Her bir kuralı elbet yazmayacağım ancak kısaca nasıl bir içerik ve yol izlemiş, bahsedeyim: Öncelikle bilgiyi araştırmanın yöntem ve düzenini neden önem verdiğini açıklayarak başladığı metinde yazar, insan aklının gelişmişliğinin ve sınırsızlığının altını ilk sayfalarda çiziyor. Kuşku duyulan konu üzerinde aydınlatmak için araştırmaya girişilmesinden önce, sonucu kesinliğe varmayacağı belli olan konular için uygulanacak hiçbir yöntemin başarıya - doğru, gerçek bilgiye - götürmeyeceğini vurgulayan Descartes, muğlak konular üzerine cesaretle gidilmesi sonucu elde edilen üstünkörü bilgiyle sahip olmakla övünmeyi de eleştiriyor.
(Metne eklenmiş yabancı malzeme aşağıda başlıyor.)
PR #276, opened 2025-12-12
Fix `messageKind` field for request messages of queries to *not* have the `Request` suffix

### LINKED ISSUE #274: Incorrect messageKind for request messages.
As discussed in the meeting from 12-12-2025, we use the technical name of the delta message for the value of “messageKind”, all commands/events do use the technical name as-is, so should t he requests.

So for e.g. the SubscribeToPartitionContents request this should be `messageKind = "SubscribeToPartitionContents"`. 

Thus, the current typescript implementation is incorrect as it does not use the technical name, but `messageKind = "SubscribeToPartitionContentsRequest"` .

dslmeinte:
Fixes #274

### DIFF
--- a/packages/delta-protocol-client/CHANGELOG.md
+++ b/packages/delta-protocol-client/CHANGELOG.md
@@ -3,6 +3,7 @@
 ## 0.8.0 — not yet released
 
 * Rework the `LionWebClient` class to use the new `Forest` class from the `class-core` package.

Araştırmada yöntemin güvenilirliğini sıklıkla vurgulayarak adımları sıralamaya devam eden yazar, aynı zamanda yöntemin sırasının gerekliliğine de değiniyor. Bir adımda elde edilen bilgiye dair şüphe olmasına rağmen inatla diğer adıma geçilmesinin doğru bir yol olmadığını, sonucun yine gerçek ve doğru olmayacağını belirtiyor. Bir basamağı çürük olan bir merdivende ilerlemenin sona varamayacağı gerçeği gibi...

Gerçeği armaya başlamak için en karmaşık gerçeklerden ziyade en basit gerçekleri öğrenmeyi ilk koşullar arasında sıralayan Descartes, öğretilen değil aranıp bulunan bilginin kişi için daha önemli olduğunu kendisinin öğrenme isteği ve merakı üzerinden de örnekliyor.

Bilgi sadece sınavlarda çıkan, bir sorunun cevabı değil; bilgi yaşama yöntemi, yaşama sebebidir diye düşünüyorum.  Nasıl düşünmeyi öğrenmek, gerçeği ve doğruyu hayattaki her konuda, her şeyde, her zaman nasıl bulabileceğimizi öğrenmek için bizlere yöntemi sunuyor Descartes.